__Exercise objective__: Report every line of the listing below in which the string "decisions" appears.

__Source material__:

PR #275, opened 2023-08-31
GN-4266: Referring to published decisions

dkozickis:
### Overview

Allows to refer to published decisions (from Publicatie) using the `citation-plugin` 

https://binnenland.atlassian.net/browse/GN-4266

### Setup
1. Checkout PR
2. `npm run start`

### How to test/reproduce

Repeat after me (might have to insert motivering, or just change `activeInNodeTypes` in `besluit-sample.ts` to include doc node)

To see the "card" easily apply this diff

__Output for this task__:
GN-4266: Referring to published decisions
Allows to refer to published decisions (from Publicatie) using the `citation-plugin` 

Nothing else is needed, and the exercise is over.